Michael Reagan and the Reagan Legacy Foundation continue an exciting year of activities in celebration of Ronald Reagan’s 100th birthday with the Liberty Education Tours, a student exchange program that provides American and European students a unique opportunity to study the history of freedom and liberty around the world while visiting significant historical sites.
This year, students will trace Reagan’s steps to becoming one of the most prominent figures in world history.
The students are from Poland, the Czech Republic, Cleveland, Ga., and the Los Angeles area. Four of the students are from the After-School All-Stars of Los Angeles, a nonprofit organization that provides learning and leadership programs for inner-city youth.
“It gives me a great deal of pride to personally share the vision my father had for our nation and world with this select group of high school students who will one day be leaders themselves,” Michael Reagan said.
Michael Reagan is the eldest son of Ronald Reagan and is the founder and president of the Reagan Legacy Foundation.
“This year is especially meaningful because it is the 100th anniversary of Ronald Reagan’s birth, and we are honoring his memory by teaching young people the importance of individual freedom, liberty and democracy, which are American values my father held so dear,” he said.”
The tour began Aug. 1 in Washington, D.C., where the students participated in the 2011 National Conservative Student Conference hosted by Young America’s Foundation, a national nonprofit organization that seeks to inspire youth in the ideas of individual freedom, a strong national defense, free enterprise and traditional values.
There they met with national political leaders including Sens. Jim DeMint of South Carolina and Mike Lee of Utah, and Reps. Allen West of Floria and Jim Jordan of Ohio. Also speaking at the conference were prominent conservative figures Ann Coulter; Tim Goeglein, vice president of Focus on the Family; Dinesh D’Souza, president of King’s College and author; Bay Buchanan, president of American Cause; Marc Thiessen, top speechwriter for President George W. Bush; Robert George of Princeton University; Jason Mattera, editor of Human Events; and columnist Jonah Goldberg.
The next stop was Illinois, where Ronald Reagan was born and reared. On Saturday, students were special guests of the Chicago Cubs when they played the Cincinnati Reds in an afternoon game at Wrigley Field. Michael Reagan and his family threw out the first pitch as part of the Cubs’ Ronald Reagan Day celebration. Students toured Reagan’s birthplace in Tampico, boyhood home in Dixon and the Ronald Reagan Museum at his alma mater, Eureka College.
The tour wraps up in California, where on Wednesday students will get a rare look at Reagan’s beloved Santa Barbara ranch, Rancho del Cielo, which served as the Western White House during his presidency. The ranch was the site of several significant events, including the 1981 signing ceremony for the Economic Recovery Tax Act. The tour will conclude at the Ronald Reagan Presidential Library in Simi Valley. The library is the repository of presidential records for President Reagan’s administration and holds more than 60 million pages of documents, more than 1.6 million photographs, 500,000 feet of motion picture film, tens of thousands of audio and video tape, and more than 40,000 artifacts. Reagan was buried there in 2004.

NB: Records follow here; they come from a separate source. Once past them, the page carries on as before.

PR #134, opened 2020-10-01
tests(restart): improving restart command tests

danielsuguimoto:
Relates to #20


fabriciojs (approved):
@danielsuguimoto this looks good! Just one thought... we have to do stuff like this for all default KoolService / cobra.Command we create and the `Run: func (...` have that default sequence - setOut; Exec; if err, Errror(err), etc...

Maybe we could turn this func into a known/repeatable function implementation, so we test it only once, and reuse everywhere. Just one idea for a possible future improvement...

PR #138, opened 2020-10-02
refactor(command): new way of creating command

danielsuguimoto:
It's just a proposal of a new way to create commands, avoiding repeating some code, for example, the command `Run`function. If approved, I can refactor the other commands, but before I want to know what do you guys think about it.


cmd/root.go
```diff
@@ -25,3 +33,27 @@ func Execute() error {
 func RootCmd() *cobra.Command {
 	return rootCmd
 }
+
+// CreateCommand creates a new command
+func CreateCommand(service KoolService, values NewCommandData) *cobra.Command {
```
fabriciojs, line 38: func CreateCommand(service KoolService, values NewCommandData) (newCmd *cobra.Command) {

fabriciojs: we will have different needs for other flags/parameters depending on the command... which makes me think that maybe `NewCommandData` is not worth.

fabriciojs:
@danielsuguimoto I am not sure I dig this initial proposal. Maybe if we simply looked at returning a `cobraRunFn` given a `KoolService` would be simpler and clearer.

danielsuguimoto:
@fabriciojs you mean, a `DefaultCommandRunFunction(service KoolService)` that returns the run function itself?

fabriciojs:
> @fabriciojs you mean, a `DefaultCommandRunFunction(service KoolService)` that returns the run function itself?

Yes!

cmd/root.go
```diff
@@ -25,3 +28,15 @@ func Execute() error {
 func RootCmd() *cobra.Command {
 	return rootCmd
 }
+
+// DefaultCommandRunFunction default run function logic
+func DefaultCommandRunFunction(service KoolService) CobraRunFN {
```
fabriciojs, line 33: This is it! nice.

Now, I am not sure how many of our commands will get this DefaultCommandRunFunction, but maybe one of them already have a special situation (the `restart`) where we have a list of KoolService... so maybe this could already be generic, receiving `DefaultCommandRunFunction(service KoolService...)`, and then we do the same execution thing, one by one, in a loop, failing in the first error.

fabriciojs: Also, a great thing for this is, we should write a test for this generic function based on KoolService, passing FakeKoolServices, and then we test this whole thing only once! and tests for these default commands become a bit less redundant/repetitive.

fabriciojs (changes requested):
I like it!

fabriciojs:
@danielsuguimoto I like this proposal - what do you think? 

cc @dbpolito

dbpolito:
Looks good to me

fabriciojs (approved):
I really like how this ended up! Good job @danielsuguimoto !

PR #141, opened 2020-10-05
feat(tty): adding auto tty config

### LINKED ISSUE #137: Automatically tell TTY environment so we don't need flags/env vars
**Describe the feature**

Would be great if we could automatically tell whether we are running in a terminal of not, so toggle the TTY flags on Docker and Docker Compose commands.

No BC concerns.

**Use cases**

Running commands in a Cron or CI environment, we would no longer explicitly disable TTY.

**Resources**

- https://rosettacode.org/wiki/Check_output_device_is_a_terminal#Go

danielsuguimoto:
Closes #137


cmd/docker.go
```diff
@@ -48,7 +51,7 @@ func (d *KoolDocker) Execute(args []string) (err error) {
 	image := args[0]
 	workDir, _ := os.Getwd()
 
-	if !d.Flags.DisableTty && !environment.IsTrue("KOOL_TTY_DISABLE") {
+	if !d.Flags.DisableTty && !environment.IsTrue("KOOL_TTY_DISABLE") && d.terminal.IsTerminal(d.GetWriter()) {
```
fabriciojs, line 54: so, with this change we want to remove (deprecate) the flag and the environment variable, so they are not needed anymore.

fabriciojs: I guess we can do that, and target this to `2.0.0`.

cmd/shell/terminal.go
```diff
@@ -0,0 +1,22 @@
...
+// DefaultTerminalChecker holds data to check if environment is a terminal
+type DefaultTerminalChecker struct{}
+
+// IsTerminal checks if input is a terminal
+func (t *DefaultTerminalChecker) IsTerminal(in interface{}) (isTerminal bool) {
+	_, isTerminal = term.GetFdInfo(in)
+	return
+}
+
+// NewTerminalChecker creates a new output writer
```
fabriciojs, line 19: `... creates a new terminal checker`

cmd/shell/terminal.go
```diff
@@ -0,0 +1,22 @@
...
+type TerminalChecker interface {
+	IsTerminal(interface{}) bool
+}
+
+// DefaultTerminalChecker holds data to check if environment is a terminal
+type DefaultTerminalChecker struct{}
+
+// IsTerminal checks if input is a terminal
+func (t *DefaultTerminalChecker) IsTerminal(in interface{}) (isTerminal bool) {
+	_, isTerminal = term.GetFdInfo(in)
```
fabriciojs, line 15: I think we need to add a `terminal_test.go` file where we write two tests - confirming we are or not in a TTY environment.

On one test, create a pipe, send the writer piece of it down for checking, and asserts it is NOT a valid tty.

On the other test, we create something with PTY (https://github.com/creack/pty):

- We start something (anything - a real command).

```go
        // Create arbitrary command.
        c := exec.Command("bash")

        // Start the command with a pty.
        ptmx, err := pty.Start(c)

       // now we test ptmx (*os.File) for being or not a TTY!
```

https://github.com/creack/pty/blob/a6c0a376f1d083f0ced41ae7bb811497b432f3cd/run.go#L44-L74

- We check the returned `tty` passes the moby check for `isTerminal`.

fabriciojs (changes requested):
Nice work! The tests, and the breaking change, I believe are worth, for making 2.0! we can use the opportunity for more API adjustments.

cmd/shell/terminal.go
danielsuguimoto: oops

cmd/docker.go
danielsuguimoto: @fabriciojs just to confirm: deprecate or remove them?

fabriciojs: Remove!

fabriciojs: well, actually, what do you think? I would say remove, but that requires us to go to `2.0.0`... if we just deprecate, we keep the flag - change its documentation to DEPRECATED with NO BEHAVIOUR attached to it, and then we can keep version `1.3.x`... maybe that is better short term?

danielsuguimoto: @fabriciojs I have no idea if anyone is using these flags. But when in doubt, I choose the safest way: deprecating.

fabriciojs: Let's do with deprecation, and target removal at 2.0 👍🏻

danielsuguimoto: @fabriciojs Nice! Warn about deprecated stuff on documentation is enough, or should we output a message when deprecated features are used as well?

cmd/shell/terminal_test.go
```diff
@@ -0,0 +1,51 @@
+// +build !windows
```
danielsuguimoto, line 1: github.com/creack/pty has no windows support =\

cmd/docker.go
fabriciojs: I am good with only documentation, which we already get by updating the flag description.

cmd/docker.go
```diff
@@ -48,7 +51,15 @@ func (d *KoolDocker) Execute(args []string) (err error) {
 	image := args[0]
 	workDir, _ := os.Getwd()
 
-	if !d.Flags.DisableTty && !environment.IsTrue("KOOL_TTY_DISABLE") {
+	if d.Flags.DisableTty {
+		d.Warning("Warning: --disable-tty flag is obsolete")
```
fabriciojs, line 55: I guess we should not place the warning because some usage relies on something like `kool exec foo bar > xxx.sql` and having the warning will make that break... 

we could if d.Warning wrote to `Stderr` instead of straight `Stdout`... I guess removing the warning is safer - as we expect the automatic behaviour to be best than people asserting themselves whether or not to use TTY flags.

cmd/shell/terminal_test.go
fabriciojs: @danielsuguimoto OK! that is not worrying of this test... BUT, since we have `kool` being built and running on Windows, we should then add a `cmd/shell/terminal_windows.go` file with some variation for the implementation, without `creack/pty`... is there a different way we can tell this under Windows? Or maybe we can settle for having a environment variable only for Windows need.

fabriciojs (changes requested):
Looking great! We are getting there 🦾

cmd/shell/terminal_test.go
danielsuguimoto: @fabriciojs actually, this package is used on terminal testing, only. It only mocks a pseudo TTY for testing purposes.

fabriciojs: AH sorry, that is correct. `moby/terminal` will be one handling TTY assertion under Windows, we are just not checking that ourselves. That sounds good!

fabriciojs (approved):
👏🏻 👍🏻 

This will be so great for improving UX and actually simplifying using `kool` instead of straight Docker/Docker Compose!

PR #157, opened 2020-10-09
chore(editorconfig): adding config to use space as tab on yml files

danielsuguimoto:


fabriciojs (approved):
THANK YOU! this was annoying every time we were editing any YML 👍🏻

PR #164, opened 2020-10-15
refactor(run): refactoring run scripts

danielsuguimoto:


cmd/run.go
```diff
@@ -97,45 +104,45 @@ func NewRunCommand(run *KoolRun) (runCmd *cobra.Command) {
...
+			if run.envStorage.IsTrue("KOOL_VERBOSE") {
+				run.Println("$ got an error trying to add available scripts to command usage template; error:", err.Error())
+			}
+			return
+		}
 
-	for _, script := range scripts {
-		sb.WriteString("  ")
-		sb.WriteString(script)
+		sb.WriteString(originalUsageText)
```
fabriciojs, line 135: do we really need to have the `originalUseageText` coming from `runCmd.UsageString()` in the init() time, instead of calling it only here within this closure? So we would only generate it when actually needed... unless setting the function would generate an infinite loop, in which case it must be like it is right now.

fabriciojs (commented):
@danielsuguimoto just one question!

cmd/run.go
danielsuguimoto: @fabriciojs yep, I tried calling `UsageString()` inside the closure and it caused an infinite loop, indeed. And unfortunately, the functions to process the default template are not exported. We could replicate them on our code, but any changes on cobra code could break it.

fabriciojs: OK! we can keep as is!

fabriciojs (approved):

Issue #166, opened 2020-10-16
Unexpected --user on kool exec breaks with permission error


fabriciojs:
`kool exec` in a project with official `php:7.4.2-fpm-alpine` breaks. That is because we enter the image with a non-existing user, then any write will fail with permission issues:

```
➜  kool git:(master) docker run --rm -d php:7.4.2-fpm-alpine                                                               
64c6f469e24728d1ddbef962a6cb3c6b1bd06bc49bb552fd32376db06a2d992d
➜  kool git:(master) # works     
➜  kool git:(master) docker exec 64c6f469e24728d1ddbef962a6cb3c6b1bd06bc49bb552fd32376db06a2d992d touch /tmp/xxx
➜  kool git:(master) # do not work
➜  kool git:(master) docker exec --user 501 64c6f469e24728d1ddbef962a6cb3c6b1bd06bc49bb552fd32376db06a2d992d touch /tmp/xxx
touch: /tmp/xxx: Permission denied
```

Something created with root or any other user, when trying to access it with a non-existing user, will fail.

Currently we will always define `KOOL_ASUSER` (with current user ID), and then inject it:

https://github.com/kool-dev/kool/blob/master/cmd/exec.go#L55

We need to figure out the better UX to accommodate images that support this and images that do not.

fabriciojs:
One idea is:

- We never add the `--user` on kool exec. We add some support on the kool.yml presets file to come from there the definition. This is still not 100% because people may use the default presets with custom images, which would still cause issues.

danielsuguimoto:
@fabriciojs can't we do something that might make our own images unique somehow? Then we could detect it as we do on `kool docker` command?

fabriciojs:
@danielsuguimoto that is one way we can explore, but has its flaws... 

`kool docker` like `kool exec` have issues with options ordering when proxying to docker/docker-compose... For instance I currently have use cases where I need more flags to be send to `docker run` so I do like:

`kool docker -- --network xxx image:tag command`

So I am able to define the `network` even though we did not create such option. But in this case we no longer no what of the arguments in the list is the action target image.

Note: `--` as a parameters tells the command to stop parsing any flags, start treating them all as arguments.

We need another way to "check" if we need/want or not to set the user. UX-wise. That  is the big question indeed.

fbrissi:
It's the same problem I had in a other project with Symfony, in my case it was because of Windows.

[...]

PR #168, opened 2020-10-16
feat(root): Added verbose flag to all commands

### LINKED ISSUE #167: Add --verbose flag to root command
**Describe the feature**

Increased verbosity should also be a achieve through a most usual manner like `kool --verbose ...`, instead than relying on environment varialbe `KOOL_VERBOSE=1` only.

We should keep accepting `KOOL_VERBOSE`, but in case of verbosity enabled (used), we output that is deprecated. We can remove this support on 2.0.

**Use cases**

Easier documentation `kool --help` would already print it; usual way of getting more verbose output in general CLI usage.

danielsuguimoto:
Closes #167

### DIFF
--- a/cmd/root.go
+++ b/cmd/root.go
@@ -29,7 +29,7 @@ Complete documentation is available at https://kool.dev/docs`,
 		},
 	}
 
-	cmd.PersistentFlags().Bool("verbose", false, "execute commands with verbosity")
+	cmd.PersistentFlags().Bool("verbose", false, "increases output verbosity")
 	return
 }
 
--- a/cmd/root.go
+++ b/cmd/root.go
@@ -3,7 +3,6 @@ package cmd
 import (
 	"github.com/spf13/cobra"
 	"kool-dev/kool/environment"
-	"os"
 )
 
 // CobraRunFN Cobra command run function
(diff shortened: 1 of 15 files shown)


cmd/root.go
```diff
@@ -2,21 +2,41 @@ package cmd
...
+			}
+
+			if asuser := cmf.Flags().Lookup("asuser"); asuser != nil && asuser.Value.String() != "0" {
+				envStorage.Set("KOOL_ASUSER", asuser.Value.String())
+			}
+		},
+	}
+
+	cmd.PersistentFlags().Bool("verbose", false, "execute commands with verbosity")
+	cmd.PersistentFlags().Int("asuser", os.Getuid(), "execute commands as user")
```
fabriciojs, line 38: The `--verbose` flag I guess is worth having it persisted, but the `asuser` do not make sense for most of the commands we have, and also it is under review on #166. So I would say we should not touch the `asuser` at this moment, removing it from this change set that otherwise looks good.

fabriciojs (changes requested):
I guess we should not handle asuser like this at this  moment, the rest looks positively good!

cmd/root.go
```diff
@@ -2,21 +2,35 @@ package cmd
...
+		Version:           version,
+		DisableAutoGenTag: true,
+		PersistentPreRun: func(cmf *cobra.Command, args []string) {
+			if verbose := cmf.Flags().Lookup("verbose"); verbose != nil && verbose.Value.String() == "true" {
+				envStorage.Set("KOOL_VERBOSE", verbose.Value.String())
+			}
+		},
+	}
+
+	cmd.PersistentFlags().Bool("verbose", false, "execute commands with verbosity")
```
fabriciojs, line 32: One thing, for the sake of language, we are *increasing* verbosity, so maybe it is better something like - `increses output verbosity` for description.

A special graduation ceremony will be held at the presidential library on Friday, where Michael Reagan will present each student with the Reagan Legacy Foundation Freedom Fellow Award.
The Liberty Education Tours are open to American and European high school students with at least one year remaining of their secondary education and a minimum grade point average of 2.0 on a 4.0 scale. The program is made possible through the generosity of corporate and individual sponsors.
— Faye Eson represents the Reagan Legacy Foundation.